High-resolution colonic manometry accurately predicts colonic neuromuscular pathological phenotype in pediatric slow transit constipation

Background Severe pediatric slow transit constipation (STC) is commonly due to intrinsic colonic neuromuscular disease. We sought to correlate neuromuscular histological phenotypes in pediatric STC with colonic manometric phenotypes using high-resolution manometry (HRM). We tested the hypothesis that failure of motor quiescence (FQ) between bisacodyl-induced high amplitude propagating sequences (HAPSs) might predict neuromuscular pathology. Methods Eighteen children (10 males, median age: 7.5 years) with refractory STC underwent stationary colonic HRM before segmental colonic resection. Six age-matched constipated children with normal colonic transit served as controls. Colonic resection specimens underwent histopathological analysis. Conventional manometric parameters and area under the curve (AUC) during a 1-min period following bisacodyl-induced HAPSs [PBAUC(1)], as measure of FQ, were calculated. Key Results Numbers of postbisacodyl HAPSs in descending and sigmoid segments were lower in patients than controls (P < 0.01, respectively). Low amplitude propagating sequences (LAPSs) were common prebisacodyl in controls and rare in STC (P < 0.001), whereas postbisacodyl LAPS were more common in STC (P < 0.001). Postbisacodyl, both retrograde propagating contractions and bursts of contractions were present in STC patients only (P < 0.001 and P < 0.01). Postbisacodyl simultaneous pressurization was seen only in STC (P < 0.05 and P < 0.001, in descending and rectosigmoid segments).

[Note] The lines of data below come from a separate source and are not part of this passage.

PR #1301, opened 2024-09-23
MMT-3895: Now pulls in ALL selected collections.

cgokey:
# Overview

### What is the feature?

A user reported that its primary access policy that exposes > 800 collections in ops was reduced to only 20 collections after a update the ACL.

### What is the Solution?

The selected collections pane was only retrieving 20 collections, even though the ACL could have many more.   Therefore, when the ACL was updated, it would only update with the 20 collections it retrieved and not the full list of collections in the ACL.

The solution is to use fetchMore provided by Apollo to request all the collections in the ACL.  

The collection permissions page.

# Testing

Try finding a ACL that has over 20 collections (or create a ACL that includes more than 20).   Verify you can add and remove collections.   Verify all collections you add show up in the right pane and the submit works properly with your additions and subtractions.

# Checklist

### DIFF
--- a/static/src/js/components/CollectionSelector/__tests__/CollectionSelector.test.jsx
+++ b/static/src/js/components/CollectionSelector/__tests__/CollectionSelector.test.jsx
@@ -270,7 +270,7 @@ describe('CollectionSelector', () => {
 
       await user.type(searchField, 'C')
 
-      expect(await screen.findByText('Showing 2 items')).toBeInTheDocument()
+      expect(await screen.findByText('Showing 1 items')).toBeInTheDocument()
     })
   })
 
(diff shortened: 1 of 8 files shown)


static/src/js/components/CollectionSelector/__tests__/CollectionSelector.test.jsx
```diff
@@ -270,7 +270,7 @@ describe('CollectionSelector', () => {
 
       await user.type(searchField, 'C')
 
-      expect(await screen.findByText('Showing 2 items')).toBeInTheDocument()
+      expect(await screen.findByText('Showing 1 items')).toBeInTheDocument()
```
mandyparson, line 273: Why did this change to 1 again?

mandyparson (approved):

htranho (approved):

static/src/js/components/CollectionSelector/__tests__/CollectionSelector.test.jsx
cgokey: I'm not sure, but the mock only has 1 collection as the result.   So it is correct.

PR #1303, opened 2024-09-25
MMT-3907: Fixed Attempting to Update a Collection Permission ACL With Collection From a Different Provider Silently Ignores the User Request

cgokey:
# Overview

### What is the feature?

As part of the process of testing saving ACLs with more than 20 selected collections ([MMT-3895](https://bugs.earthdata.nasa.gov/browse/MMT-3895)), there are some cases where trying to add collections to the selected collection list does not work properly.
In these cases, the collection gets added to the selected collection list and even when you click submit, you get a successful response back stating the ACL was saved properly.  But, when you look at the ACL permissions page, the added collections are not there.

The issue is the user is allowed to add any collection to the selected collection list, but the only ones that will work is those collections in the same provider as the ACL.  

### What is the Solution?

If the user is trying to update the ACL, we know the provider, so the solution is to just simply filter the available provider list by the ACL's provider so they can't choose an collection outside of their provider.

If the user is trying to create a new ACL, we do not know the provider until submission, so the solution is to run a check to verify that the selected collections match the selected provider associated with the ACL.

Collection Permissions

# Testing

Try editing an existing ACL permission, the available collections list should be filtered by the ACL's provider id.
Try creating a new ACL permission, the available collection list should show all collections (not filtered by any provider id).   But when you submit, the UI will ask you for the provider and then a check will occur to make sure all selected collections match that provider id.   If they do not, it will produce an error.

# Checklist


static/src/js/components/PermissionForm/PermissionForm.jsx
```diff
@@ -483,6 +491,16 @@ const PermissionForm = ({ selectedCollectionsPageSize }) => {
     })
   }
 
+  const providerIdCheckFails = (aclProviderId, conceptIds) => {
+    console.log('provider id=', aclProviderId)
```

Histological abnormalities were present in 17/18. Fourteen were neurogenic, one neuro-myogenic, and two myogenic. In segments with HAPS, PBAUC1 was predictive of colonic neuropathy using a cutoff of 205 mmHg.s(-1) (Sensitivity 100%, specificity 86%, PPV92%, NPV100%). Conclusions & Inferences PBAUC(1) is increased in multiple colonic segments in neuropathic pediatric STC and constitutes a sensitive and specific biomarker of neuropathy.